En posant le principe d’un licenciement justifié, l’avant-projet ne fait donc que fixer une solution que la jurisprudence avait déjà admise. Il constitue même, à bien y regarder, une (relative) protection pour les salariés, d’une part en excluant implicitement la qualification de faute grave (ce qui n’allait pas de soi) et d’autre part, en leur octroyant un délai pour se raviser (délai relativement bref cependant, compte tenu des contraintes liées à la nécessité d’une double injection).
L’employeur, par ailleurs, n’est pas obligé de prononcer le licenciement et peut préférer laisser le salarié en situation de suspension non rémunérée du contrat - économisant ainsi le coût de l’indemnité de licenciement. Il n’est alors pas question de remplacer définitivement le salarié par une embauche en CDI, et la réintégration sera de droit si le salarié se met en conformité avec ses obligations.
Le risque, pour le salarié réfractaire, est donc d’être acculé à la démission (ce qui ne lui ouvrira pas droit au chômage, au moins pendant quatre mois) car il ne pourra pas exiger d’être licencié.
Une autre difficulté prévisible pour les employeurs est la gestion quotidienne des salariés réfractaires à la vaccination et soumis seulement au passe sanitaire (première situation précitée), qui peuvent donc se contenter de présenter régulièrement le passe obtenu par un test virologique négatif - et dont, par intermittence, le passe ne serait plus à jour du fait d’une soumission irrégulière aux tests. Le motif de licenciement de plein droit prévu par l’avant-projet ne pourrait pas s’appliquer, faute d’absence pendant deux mois. De plus, il n’est pas précisé dans l’avant-projet si l’absence de deux mois nécessaire pour justifier un licenciement doit être continue ou pas.

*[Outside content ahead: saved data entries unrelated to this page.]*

Issue #2385, opened 2024-01-22
snowflake_file_format update-in-place doesn't apply


alexmaras:
### Terraform CLI and Provider Versions

```
Terraform v1.6.5
on linux_amd64
+ provider registry.terraform.io/snowflake-labs/snowflake v0.82.0
```

### Terraform Configuration

```terraform
resource "snowflake_file_format" "csv" {
    binary_format                  = "HEX"
    compression                    = "AUTO"
    database                       = "RAW"
    date_format                    = "AUTO"
    empty_field_as_null            = true
    encoding                       = "UTF8"
    error_on_column_count_mismatch = true
    escape                         = "NONE"
    escape_unenclosed_field        = "NONE"
    field_delimiter                = ","
    field_optionally_enclosed_by   = "\""
    format_type                    = "CSV"
    id                             = "RAW|EXAMPLE_SCHEMA|PROCESS_CSV"
    name                           = "PROCESS_CSV"
    null_if                        = [
        "NULL",
    ]
    parse_header                   = false
    record_delimiter               = <<-EOT
        
    EOT
    replace_invalid_characters     = false
    schema                         = "EXAMPLE_SCHEMA"
    skip_blank_lines               = false
    skip_byte_order_mark           = true
    skip_header                    = 1
    time_format                    = "AUTO"
    timestamp_format               = "AUTO"
    trim_space                     = false
}
```

### Expected Behavior

Updating a field in the `file_format` resource and re-applying updates the file format in snowflake

### Actual Behavior

The update does not change anything in snowflake, and terraform picks up the change as needing to be applied every time

### Steps to Reproduce

1. Create a `snowflake_file_format` resource
2. `terraform apply`
3. Update the resource, change the `field_optionally_enclosed_by` field for instance (not specific to this field) to `NONE`
4. `terraform apply`

### How much impact is this issue causing?

Medium

### Additional Information

Workaround at the moment is to taint the resource in terraform and allow it to be destroyed and recreated.

sfc-gh-asawicki:
Hey @alexmaras. Thanks for reporting the issue.

Could you provide the debug logs (`TF_LOG=DEBUG`) showing that the update is not taking place?

justin-ramirez-gametime:
We are having a similar issue:
Terraform v1.7.0 on darwin_arm64
+ provider registry.terraform.io/snowflake-labs/snowflake v0.84.0

These are included on the plan every time:
[...]

PR #2436, opened 2024-01-27
FileFormat Update() bugs

raulbonet:
ref https://github.com/Snowflake-Labs/terraform-provider-snowflake/issues/2385

2 bugs:

1. `d.Get("format_type")` has to be casted first to type `sdk.FileFormatType` in order to be compared with another FileFormatType, if not, the comparitson is always `False`. 

2. The attribute `comment` was not part of the Update() function


sfc-gh-asawicki (approved):

sfc-gh-asawicki:
Merged. Thanks for your contribution @raulbonet!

Si la situation n’est plus gérable, l’employeur devrait alors choisir entre un licenciement disciplinaire pour faute ou un licenciement pour absences répétées perturbant le fonctionnement de l’entreprise et rendant nécessaire le remplacement définitif - les deux options présentant des difficultés (établir le caractère fautif de l’absence intermittente de passe à jour d’un côté, établir la perturbation du fonctionnement de l’entreprise et l’impossibilité de recourir à des remplacements temporaires de l’autre).
(Précision du 22 juillet 2021) Pour finir, il faut préciser qu’en dehors des deux hypothèses visées plus haut l’employeur ne pourra pas exiger d’un salarié le passe sanitaire. Il ne pourrait pas même décider de mettre le salarié non possesseur du passe en congé rémunéré : l’employeur a l’obligation non seulement de payer le salaire, mais aussi de fournir du travail au salarié.